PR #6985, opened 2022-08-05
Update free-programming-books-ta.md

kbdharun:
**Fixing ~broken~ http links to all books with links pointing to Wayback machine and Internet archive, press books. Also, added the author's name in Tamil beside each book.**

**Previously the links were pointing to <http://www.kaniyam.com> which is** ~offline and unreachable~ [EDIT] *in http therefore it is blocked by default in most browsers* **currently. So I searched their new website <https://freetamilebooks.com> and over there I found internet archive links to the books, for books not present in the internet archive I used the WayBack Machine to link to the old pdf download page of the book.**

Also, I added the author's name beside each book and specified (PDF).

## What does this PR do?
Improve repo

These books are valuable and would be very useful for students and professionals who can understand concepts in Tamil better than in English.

════════════════════

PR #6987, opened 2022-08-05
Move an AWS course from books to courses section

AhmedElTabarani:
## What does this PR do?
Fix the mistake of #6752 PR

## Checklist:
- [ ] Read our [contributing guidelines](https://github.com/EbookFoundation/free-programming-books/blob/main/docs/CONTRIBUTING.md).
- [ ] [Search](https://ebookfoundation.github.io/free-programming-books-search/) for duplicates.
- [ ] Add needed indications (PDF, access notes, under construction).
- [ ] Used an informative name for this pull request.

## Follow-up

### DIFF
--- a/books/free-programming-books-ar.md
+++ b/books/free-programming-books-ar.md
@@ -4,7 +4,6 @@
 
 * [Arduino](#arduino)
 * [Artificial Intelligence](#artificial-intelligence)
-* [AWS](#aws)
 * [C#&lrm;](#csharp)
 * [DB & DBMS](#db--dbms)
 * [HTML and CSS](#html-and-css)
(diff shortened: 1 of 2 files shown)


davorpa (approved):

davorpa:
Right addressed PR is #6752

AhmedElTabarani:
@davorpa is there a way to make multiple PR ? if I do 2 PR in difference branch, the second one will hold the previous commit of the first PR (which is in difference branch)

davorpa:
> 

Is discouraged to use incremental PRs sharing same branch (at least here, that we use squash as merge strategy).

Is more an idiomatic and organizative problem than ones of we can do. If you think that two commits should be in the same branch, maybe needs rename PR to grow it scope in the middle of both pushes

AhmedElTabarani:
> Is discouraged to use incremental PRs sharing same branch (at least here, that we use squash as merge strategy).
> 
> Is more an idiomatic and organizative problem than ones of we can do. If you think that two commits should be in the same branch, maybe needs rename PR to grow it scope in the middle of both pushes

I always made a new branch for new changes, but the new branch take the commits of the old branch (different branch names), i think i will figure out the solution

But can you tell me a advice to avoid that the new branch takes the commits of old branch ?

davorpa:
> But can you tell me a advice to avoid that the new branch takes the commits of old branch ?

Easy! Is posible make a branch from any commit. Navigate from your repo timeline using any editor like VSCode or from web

════════════════════

## Assignment
Where the word "least" occurs in a line of the records, copy that line.

## Task solution
Is discouraged to use incremental PRs sharing same branch (at least here, that we use squash as merge strategy).
> Is discouraged to use incremental PRs sharing same branch (at least here, that we use squash as merge strategy).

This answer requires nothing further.